Because lenders were on autopilot after Thanksgiving, I decided to run my loan pricing comparison vs. rebate offers from last Wednesday, which was not a pleasant trading session for mortgage rates.

On average, rebate is 8.5bps better than it was last Wednesday with the largest improvements seen in the note rates closest to par. Week over week comparisons shine some light on just how bad last Wednesday was for us, rebate is 32.7bps worse than it was last Monday. Lenders did not discriminate though, they whacked prices across the stack, not just the closely watched par notes.  Best execution for a well-qualified, no LLPA borrower is 4.50%. These consumers could possibly be quoted 4.25% at 1+1 but buydowns aren't worth the extra closing costs. 

For example, the 4.25% buydown at the first lender in my loan pricing model comparison below costs 1.007 points.
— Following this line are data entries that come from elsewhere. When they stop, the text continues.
PR #3648, opened 2019-11-12
Init actor Exec, GetAdressByActorID, GetActorIDByAddress

acruikshank:
### Motivation

We need to move actor creation into the init actor so we get ID addresses.

### Proposed changes

This PR sets the following goals:

1. `StorageMinerActor`s are instantiated in the InitActor's `Exec` method.
2. `StorageMinerActor`s get ID addresses instead of actor addresses.

The [InitActor spec](https://filecoin-project.github.io/specs/#InitActor) and the VM methods on which it relies are very rough. This PR attempts to implement the Spec faithfully where doing so will lead to a working implementation. It attempts to make reasonable guesses where the spec has gaps. And it sticks to the existing implementation where those options aren't available. Decisions are documented in the code.

### DIFF
--- a/cmd/go-filecoin/util_test.go
+++ b/cmd/go-filecoin/util_test.go
@@ -18,7 +18,7 @@ func TestOptionalAddr(t *testing.T) {
 
 		opts := make(cmdkit.OptMap)
 
-		specifiedAddr, err := address.NewActorAddress([]byte("a new test address"))
+		specifiedAddr, err := address.NewSecp256k1Address([]byte("a new test address"))
 		require.NoError(t, err)
 		opts["from"] = specifiedAddr.String()
 
--- a/internal/app/go-filecoin/node/node.go
+++ b/internal/app/go-filecoin/node/node.go
@@ -370,7 +370,7 @@ func (node *Node) SetupMining(ctx context.Context) error {
 	if err != nil {
 		return errors.Wrap(err, "failed to get mining address")
 	}
-	_, err = node.PorcelainAPI.ActorGet(ctx, minerAddr)
+	_, err = node.PorcelainAPI.ActorGetStable(ctx, minerAddr)
 	if err != nil {
 		return errors.Wrap(err, "failed to get miner actor")
 	}
@@ -410,7 +410,7 @@ func (node *Node) StartMining(ctx context.Context) error {
 
 	err := node.SetupMining(ctx)
 	if err != nil {
-		return err
+		return errors.Wrap(err, "failed to setup mining")
 	}
 
 	minerAddr, err := node.MiningAddress()
--- a/internal/app/go-filecoin/porcelain/protocol_test.go
+++ b/internal/app/go-filecoin/porcelain/protocol_test.go
@@ -35,9 +35,9 @@ func (tppp *testProtocolParamsPlumbing) ChainHeadKey() block.TipSetKey {
 }
 
 func (tppp *testProtocolParamsPlumbing) MessageQuery(ctx context.Context, optFrom, to address.Address, method types.MethodID, _ block.TipSetKey, params ...interface{}) ([][]byte, error) {
-	if method == storagemarket.GetProofsMode {
+	if to == address.StorageMarketAddress && method == storagemarket.GetProofsMode {
 		return [][]byte{{byte(types.TestProofsMode)}}, nil
-	} else if method == initactor.GetNetwork {
+	} else if to == address.InitAddress && method == initactor.GetNetwork {
 		return [][]byte{[]byte("protocolTest")}, nil
 	}
 	return [][]byte{}, errors.Errorf("call to unknown method %s", method)
--- a/internal/pkg/chain/traversal_test.go
+++ b/internal/pkg/chain/traversal_test.go
@@ -16,7 +16,7 @@ import (
 
 func TestIterAncestors(t *testing.T) {
 	tf.UnitTest(t)
-	miner, err := address.NewActorAddress([]byte(fmt.Sprintf("address")))
+	miner, err := address.NewSecp256k1Address([]byte(fmt.Sprintf("address")))
 	require.NoError(t, err)
 
 	t.Run("iterates", func(t *testing.T) {
--- a/internal/pkg/sectorbuilder/utils.go
+++ b/internal/pkg/sectorbuilder/utils.go
@@ -8,21 +8,19 @@ import (
 
 // AddressToProverID creates a prover id by padding an address hash to 31 bytes
 func AddressToProverID(addr address.Address) [31]byte {
-	// this code will no longer WAE when ID's or BLS pub keys are added
-	// as they will break the assumption of addresses all being the same length
-	if addr.Protocol() != address.Actor && addr.Protocol() != address.SECP256K1 {
-		panic("cannot create prover hash from new address protocol")
+	payload := addr.Payload()
+	if len(payload) > 31 {
+		panic("cannot create prover id from address because address is too long")
 	}
-	hash := addr.Payload()
 
-	dlen := 31          // desired length
-	hlen := len(hash)   // hash length
-	padl := dlen - hlen // padding length
+	dlen := 31           // desired length
+	hlen := len(payload) // hash length
+	padl := dlen - hlen  // padding length
 
 	var prid [31]byte
 
 	// will copy dlen bytes from hash
-	copy(prid[:], hash)
+	copy(prid[:], payload)
 
 	if padl > 0 {
 		copy(prid[hlen:], bytes.Repeat([]byte{0}, padl))
--- a/internal/pkg/types/message.go
+++ b/internal/pkg/types/message.go
@@ -29,6 +29,8 @@ const (
 	InvalidMethodID = MethodID(0xFFFFFFFFFFFFFFFF)
 	// SendMethodID is the method ID for sending money to an actor.
 	SendMethodID = MethodID(0)
+	// ConstructorMethodID is the method ID used to initialize an actor's state.
+	ConstructorMethodID = MethodID(1)
 )
 
 // GasUnits represents number of units of gas consumed
--- a/internal/pkg/version/protocol_version_table_test.go
+++ b/internal/pkg/version/protocol_version_table_test.go
@@ -3,7 +3,7 @@ package version
 import (
 	tf "github.com/filecoin-project/go-filecoin/internal/pkg/testhelpers/testflags"
 	"github.com/filecoin-project/go-filecoin/internal/pkg/types"
-	"github.com/magiconair/properties/assert"
+	"github.com/stretchr/testify/assert"
 	"github.com/stretchr/testify/require"
 
 	"testing"
@@ -54,7 +54,7 @@ func TestUpgradeTable(t *testing.T) {
 	t.Run("constructing a table with no versions is an error", func(t *testing.T) {
 		_, err := NewProtocolVersionTableBuilder(network).Build()
 		require.Error(t, err)
-		assert.Matches(t, err.Error(), "no protocol versions specified for network testnetwork")
+		assert.Contains(t, err.Error(), "no protocol versions specified for network testnetwork")
 	})
 
 	t.Run("constructing a table with no version at genesis is an error", func(t *testing.T) {
@@ -62,7 +62,7 @@ func TestUpgradeTable(t *testing.T) {
 			Add(network, 2, types.NewBlockHeight(20)).
 			Build()
 		require.Error(t, err)
-		assert.Matches(t, err.Error(), "no protocol version at genesis for network testnetwork")
+		assert.Contains(t, err.Error(), "no protocol version at genesis for network testnetwork")
 	})
 
 	t.Run("ignores versions from wrong network", func(t *testing.T) {
@@ -98,7 +98,7 @@ func TestUpgradeTable(t *testing.T) {
 			Add(network, 4, types.NewBlockHeight(40)).
 			Build()
 		require.Error(t, err)
-		assert.Matches(t, err.Error(), "protocol version 2 effective at 30 is not greater than previous version, 2")
+		assert.Contains(t, err.Error(), "protocol version 2 effective at 30 is not greater than previous version, 2")
 	})
 
 	t.Run("does not permit version numbers to decline", func(t *testing.T) {
@@ -110,6 +110,6 @@ func TestUpgradeTable(t *testing.T) {
 			Add(network, 0, types.NewBlockHeight(40)).
 			Build()
 		require.Error(t, err)
-		assert.Matches(t, err.Error(), "protocol version 3 effective at 10 is not greater than previous version, 4")
+		assert.Contains(t, err.Error(), "protocol version 3 effective at 10 is not greater than previous version, 4")
 	})
 }
--- a/internal/pkg/vm/abi/abi.go
+++ b/internal/pkg/vm/abi/abi.go
@@ -5,6 +5,7 @@ import (
 	"math/big"
 	"reflect"
 
+	"github.com/ipfs/go-cid"
 	"github.com/libp2p/go-libp2p-core/peer"
 
 	"github.com/filecoin-project/go-filecoin/internal/pkg/encoding"
@@ -30,6 +31,8 @@ const (
 	BytesAmount
 	// ChannelID is a *types.ChannelID
 	ChannelID
+	// Cid is a cid.Cid
+	Cid
 	// BlockHeight is a *types.BlockHeight
 	BlockHeight
 	// Integer is a *big.Int
@@ -83,6 +86,8 @@ func (t Type) String() string {
 		return "*types.BytesAmount"
 	case ChannelID:
 		return "*types.ChannelID"
+	case Cid:
+		return "cid.Cid"
 	case BlockHeight:
 		return "*types.BlockHeight"
 	case Integer:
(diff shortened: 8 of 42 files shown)


go.mod
```diff
@@ -20,10 +20,9 @@ require (
 	github.com/filecoin-project/go-leb128 v0.0.0-20190212224330-8d79a5489543
 	github.com/filecoin-project/go-sectorbuilder v0.0.0-20190801004428-e75bc9b0aaea
 	github.com/go-check/check v0.0.0-20190902080502-41f04d3bba15 // indirect
-	github.com/go-critic/go-critic v0.0.0-20181204210945-ee9bf5809ead // indirect
 	github.com/golang/groupcache v0.0.0-20191027212112-611e8accdfc9 // indirect
 	github.com/golang/mock v1.3.1 // indirect
-	github.com/golangci/golangci-lint v1.17.1
+	github.com/golangci/golangci-lint v1.18.0
```
acruikshank: This attempts to adress golang 13 build issue.

internal/app/go-filecoin/porcelain/protocol_test.go
```diff
@@ -35,9 +35,9 @@ func (tppp *testProtocolParamsPlumbing) ChainHeadKey() block.TipSetKey {
 }
 
 func (tppp *testProtocolParamsPlumbing) MessageQuery(ctx context.Context, optFrom, to address.Address, method types.MethodID, _ block.TipSetKey, params ...interface{}) ([][]byte, error) {
-	if method == storagemarket.GetProofsMode {
+	if to == address.StorageMarketAddress && method == storagemarket.GetProofsMode {
```
acruikshank: Method id's aren't unique, so this needs both.

internal/pkg/sectorbuilder/utils.go
```diff
@@ -8,9 +8,9 @@ import (
 
 // AddressToProverID creates a prover id by padding an address hash to 31 bytes
 func AddressToProverID(addr address.Address) [31]byte {
-	// this code will no longer WAE when ID's or BLS pub keys are added
+	// this code will no longer WAE when BLS pub keys are added
 	// as they will break the assumption of addresses all being the same length
-	if addr.Protocol() != address.Actor && addr.Protocol() != address.SECP256K1 {
+	if addr.Protocol() != address.Actor && addr.Protocol() != address.SECP256K1 && addr.Protocol() != address.ID {
```
acruikshank: ID address payloads are much less than 32 bytes, so they still work as ProverIDs

internal/pkg/types/message.go
```diff
@@ -29,6 +29,8 @@ const (
 	InvalidMethodID = MethodID(0xFFFFFFFFFFFFFFFF)
 	// SendMethodID is the method ID for sending money to an actor.
 	SendMethodID = MethodID(0)
+	// ConstructorMethodID is the method ID used to initialize an actor's state.
+	ConstructorMethodID = MethodID(1)
```
acruikshank: An actor's constructor is always at method id 1. See the [VM actor spec](https://filecoin-project.github.io/specs/#systems__filecoin_vm__actor).

internal/pkg/vm/abi/abi.go
```diff
@@ -30,6 +31,8 @@ const (
 	BytesAmount
 	// ChannelID is a *types.ChannelID
 	ChannelID
+	// Cid is a cid.Cid
+	Cid
```
acruikshank: Cid is an argument for the first time in `InitActor.Exec`

internal/pkg/vm/actor/builtin/initactor/init.go
```diff
@@ -21,12 +24,26 @@ type Actor struct{}
...
+	id := s.NextID
+	s.NextID++
+	return id
 }
 
 // Actor methods
 const (
-	GetNetwork types.MethodID = iota + 32
+	Exec                 types.MethodID = 3
+	GetActorIDForAddress types.MethodID = 4
```
acruikshank: The [spec](https://filecoin-project.github.io/specs/#InitActor) only specifies ids for these two methods.

internal/pkg/vm/actor/builtin/initactor/init.go
```diff
@@ -21,12 +24,26 @@ type Actor struct{}
...
+	// currently unspecified
+	GetAddressForActorID types.MethodID = iota + 32
```
acruikshank: This is added to access the mapping defined in the spec.

internal/pkg/vm/actor/builtin/initactor/init.go
```diff
@@ -99,3 +138,190 @@ func (*Impl) GetNetwork(ctx runtime.Runtime) (string, uint8, error) {
...
+
+	err = lookup.Set(ctx, addr.String(), actorID)
+	if err != nil {
+		return cid.Undef, errors.FaultErrorWrapf(err, "could not set id")
+	}
+
+	return lookup.Commit(ctx)
+}
+
+func (a *Impl) keyForActorID(actorID types.Uint64) (string, error) {
```
acruikshank: This is unspecified. The spec suggests ipld maps can have integer keys, but our HAMT only supports string keys. Using our default encoding (leb128) and casting that to a string makes a pretty space efficient key.

internal/pkg/vm/actor/builtin/initactor/init.go
```diff
@@ -99,3 +138,190 @@ func (*Impl) GetNetwork(ctx runtime.Runtime) (string, uint8, error) {
...
+	key, err := encoding.Encode(actorID)
+	if err != nil {
+		return "", errors.FaultErrorWrapf(err, "could not encode actor id: %d", actorID)
+	}
+
+	return string(key), nil
+}
+
+func (a *Impl) isBuiltinActor(code cid.Cid) bool {
+	return code.Equals(types.StorageMarketActorCodeCid) ||
```
acruikshank: This is awful but in the spec. This should really be available from the context and derived from BuiltinActor data. Also these checks are unnecessary if only non-singleton, builtin actors have constructor methods.

internal/pkg/vm/actor/builtin/miner/miner_test.go
```diff
@@ -113,9 +113,8 @@ func TestChangeWorker(t *testing.T) {
 	ctx, cancel := context.WithCancel(context.Background())
 	defer cancel()
 
-	st, vms := th.RequireCreateStorages(ctx, t)
```
acruikshank: Remove a test cross dependency.

internal/pkg/vm/actor/storage.go
```diff
@@ -85,6 +85,23 @@ func ReadState(ctx runtime.Runtime, st interface{}) error {
 	return nil
 }
 
+// WriteState stores state and commits it as the actor's head
+func WriteState(ctx runtime.Runtime, state interface{}) error {
```
acruikshank: Finally breaking from the nested callback pattern for actor state manipulation.

internal/pkg/vm/internal/runtime/runtime.go
```diff
@@ -20,7 +20,7 @@ type Runtime interface {
 	Charge(cost types.GasUnits) error
 	SampleChainRandomness(sampleHeight *types.BlockHeight) ([]byte, error)
 
-	CreateNewActor(addr address.Address, code cid.Cid, initalizationParams interface{}) error
+	CreateNewActor(addr address.Address, code cid.Cid) error
```
acruikshank: Initialization now happens in a subsequent call to the constructor.

internal/pkg/vm/internal/vmcontext/vmcontext.go
```diff
@@ -313,6 +298,10 @@ func send(ctx context.Context, transfer TransferFn, vmCtx ExtendedRuntime) ([][]
 		panic("trying to execute fake method on the actual VM, fix test")
 	}
 
+	if msg.Method == types.ConstructorMethodID && !vmCtx.From().Code.Equals(types.InitActorCodeCid) {
```
acruikshank: Without this, a network user could call an actor's constructor directly and reinitialize it's state. Conceivably the constructor method itself could make this check, but constructors should be pretty consistent so this is safer.

internal/pkg/vm/actor/builtin/initactor/init.go
```diff
@@ -99,3 +138,190 @@ func (*Impl) GetNetwork(ctx runtime.Runtime) (string, uint8, error) {
...
+		return address.Undef, errors.CodeError(err), errors.RevertErrorWrapf(err, "could not load lookup for cid: %s", state.IdMap)
+	}
+
+	key, err := a.keyForActorID(actorID)
+	if err != nil {
+		return address.Undef, errors.CodeError(err), errors.FaultErrorWrapf(err, "could not encode actor id: %d", actorID)
+	}
+
+	var addr address.Address
+	err = lookup.Find(ctx, key, &addr)
```
ZenGround0: aside: The fact that the `LoadLookup` `Find` pattern is so common it might make sense to create a helper in actor/storage.go in the same style as `SetKeyValue`

internal/pkg/vm/actor/builtin/initactor/init.go
ZenGround0: worth writing this down in a spec PR / issue / go-filecoin issue accounting for differences

internal/pkg/vm/actor/builtin/initactor/init.go
ZenGround0: Power actor could go in here too

internal/pkg/vm/actor/builtin/initactor/init.go
```diff
@@ -99,3 +138,190 @@ func (*Impl) GetNetwork(ctx runtime.Runtime) (string, uint8, error) {
...
+		code.Equals(types.InitActorCodeCid) ||
+		code.Equals(types.MinerActorCodeCid) ||
+		code.Equals(types.BootstrapMinerActorCodeCid) ||
+		code.Equals(types.PaymentBrokerActorCodeCid)
+}
+
+func (a *Impl) isSingletonActor(code cid.Cid) bool {
+	return code.Equals(types.StorageMarketActorCodeCid) ||
+		code.Equals(types.InitActorCodeCid) ||
+		code.Equals(types.PaymentBrokerActorCodeCid)
```
ZenGround0: Power actor should go here if it goes above.

internal/pkg/vm/actor/storage.go
```diff
@@ -85,6 +85,23 @@ func ReadState(ctx runtime.Runtime, st interface{}) error {
...
+	stage := ctx.Storage()
+
+	cid, err := stage.Put(state)
+	if err != nil {
+		return vmerrors.RevertErrorWrap(err, "Could not stage memory chunk")
```
ZenGround0: I know this is just taking from `WithState` but I think these should be fault errors.  They all trace back to ipld cbor and blockstore errors.

internal/pkg/vm/actor/builtin/initactor/init.go
```diff
@@ -21,12 +24,26 @@ type Actor struct{}
 
 // State is the init actor's storage.
 type State struct {
-	Network string
+	Network    string
+	AddressMap cid.Cid `refmt:",omitempty"`
+	IdMap      cid.Cid `refmt:",omitempty"`
```
anorth: As we discussed in person, the map from ID to actor address is unnecessary if the state tree is keyed by ID address (for non-account actors). I know it's in the spec but I think it will be removed.

internal/pkg/vm/actor/builtin/initactor/init.go
```diff
@@ -99,3 +138,190 @@ func (*Impl) GetNetwork(ctx runtime.Runtime) (string, uint8, error) {
...
+		return 0, internal.ErrInsufficientGas, errors.RevertErrorWrap(err, "Insufficient gas")
+	}
+
+	var state State
+	err := actor.ReadState(rt, &state)
+	if err != nil {
+		return 0, errors.CodeError(err), err
+	}
+
+	ctx := context.TODO()
```
anorth: A thought @icorderi : would be handy for the Runtime to provide a context, since numerous Go calls will need it (as a Go-specific thing). This also gives some hook to terminating infinite loops and the like.

cmd/go-filecoin/util_test.go
```diff
@@ -18,7 +18,7 @@ func TestOptionalAddr(t *testing.T) {
 
 		opts := make(cmdkit.OptMap)
 
-		specifiedAddr, err := address.NewActorAddress([]byte("a new test address"))
+		specifiedAddr, err := address.NewSecp256k1Address([]byte("a new test address"))
```
acruikshank: Actor addresses are now always converted to Id addresses before processing, so Secp256k1 addresses are safer for testing.

internal/app/go-filecoin/node/node.go
```diff
@@ -370,7 +370,7 @@ func (node *Node) SetupMining(ctx context.Context) error {
 	if err != nil {
 		return errors.Wrap(err, "failed to get mining address")
 	}
-	_, err = node.PorcelainAPI.ActorGet(ctx, minerAddr)
+	_, err = node.PorcelainAPI.ActorGetStable(ctx, minerAddr)
```
acruikshank: This new function does the Actor address -> Id address conversion.

internal/pkg/version/protocol_version_table_test.go
```diff
@@ -3,7 +3,7 @@ package version
 import (
 	tf "github.com/filecoin-project/go-filecoin/internal/pkg/testhelpers/testflags"
 	"github.com/filecoin-project/go-filecoin/internal/pkg/types"
-	"github.com/magiconair/properties/assert"
+	"github.com/stretchr/testify/assert"
```
acruikshank: we should standardize on testify assert

internal/pkg/vm/internal/vmcontext/vmcontext.go
```diff
@@ -135,7 +143,13 @@ func (ctx *VMContext) Send(to address.Address, method types.MethodID, value type
 		return nil, 1, errors.NewFaultErrorf("unhandled: sending to self (%s)", msg.From)
 	}
 
-	toActor, err := deps.GetOrCreateActor(context.TODO(), msg.To, func() (*actor.Actor, error) {
+	// fetch id address from init actor if necessary
+	toAddr, err := ctx.resolveActorAddress(msg.To)
```
ZenGround0: Why do we go through all of the trouble of doing this outside the state machine if we are just going to do it inside?  Why are both of these resolutions necessary?

internal/pkg/chain/traversal_test.go
```diff
@@ -16,7 +16,7 @@ import (
 
 func TestIterAncestors(t *testing.T) {
 	tf.UnitTest(t)
-	miner, err := address.NewActorAddress([]byte(fmt.Sprintf("address")))
+	miner, err := address.NewSecp256k1Address([]byte(fmt.Sprintf("address")))
```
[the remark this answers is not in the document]
ZenGround0: More succinctly, what problem does this solve?

internal/pkg/vm/actor/builtin/storagemarket/storagemarket.go
```diff
@@ -196,6 +202,21 @@ func (*impl) createStorageMiner(vmctx runtime.Runtime, sectorSize *types.BytesAm
 	return ret.(address.Address), 0, nil
 }
 
+// retriveActorId uses init actor to map an actorAddress to an id address
+func retreiveActorID(vmctx runtime.Runtime, actorAddr address.Address) (address.Address, error) {
```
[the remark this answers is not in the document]
ZenGround0: Figured I'd drop some more info: https://docs.google.com/document/d/1e8kOo3r51b2BWtTs_1uADIA5djfXhPT36s6eHVRIvaU/edit

(2 page Go design doc, pretty helpful)

internal/pkg/vm/internal/vmcontext/vmcontext.go
```diff
@@ -48,7 +52,9 @@ type VMContext struct {
 type NewContextParams struct {
 	From        *actor.Actor
 	To          *actor.Actor
+	ToAddr      address.Address
```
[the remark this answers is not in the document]
acruikshank: @ZenGround0 This ToAddr is the address that may have been translated from an actor address to an ID address. The ID address is not represented in the message anywhere. I could have modified the To address of the message, but I'm not totally sure what's going to be looking at that, so I'd rather not have the mutation. Hence the added field.

internal/pkg/vm/internal/vmcontext/vmcontext.go
```diff
@@ -48,7 +52,9 @@ type VMContext struct {
...
 	Message     *types.UnsignedMessage
+	OriginMsg   *types.UnsignedMessage
```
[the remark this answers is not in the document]
acruikshank: @ZenGround0 `Message` and `OriginMsg` are the same for messages that originate from outside the VM. When one of these messages trigger an internal message, The OriginMessage will still be the message from outside the VM. We need this to create a stable actor address. If we use the the message 'From` and `Nonce` from an internal message, storage market requests to the init actor will always generate the same address.

internal/pkg/vm/internal/vmcontext/vmcontext.go
acruikshank: @ZenGround0 Because we are generating the VM context in two different places. I can't answer why we're doing that (history is gone). I rather we not do it in two places, but that's not a refactor I want to include in this PR.

internal/pkg/vm/internal/vmcontext/vmcontext.go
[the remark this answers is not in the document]
ZenGround0: Sorry for any confusion.  I agree this was the right thing to do, I was just ranting that it hadn't been done before and to all the data we need from the actual message.  It seems bad to actually bring the message along.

On a 250,000 loan that buydown would add $2,517.50 to closing costs. The monthly savings when floating down from 4.375% to 4.25% on a 250,000 loan is $18.36. Thus it would take the borrower 137 months to recover the points they paid at closing to float down to 4.25%.  That's 11.4 years. See what I mean when I say "buydowns aren't worth the extra closing costs"? We really need to 3.5s to trade again or 4.25% won't be worth it to borrowers.

If you're wondering why rebate looks a little weak relative to MBS price appreciations, look no further than the Δ BE v M column. There's 23.4 extra bps baked into rate sheets today, on average. Seems like lenders don't want originators locking loans today doesn't it?

EXPLANATION OF LOAN PRICING COMPARISON

Buydowns are the cost of floating down to the next lowest note rate. Buydown costs are matched to the note rate in the same row. For example, the first number in the buydown column is 0.353%, this is the cost to float down from 5.000% to 4.750%, as a percentage of the loan amount (bc they are priced the same!).  This is important because it helps an originator determine the best execution rate/points combination for a borrower who has a good idea of how long they intend to keep their mortgage (breakeven on points paid vs. monthly payment savings). In the Buydown Delta column, red is cheaper. Black is more expensive.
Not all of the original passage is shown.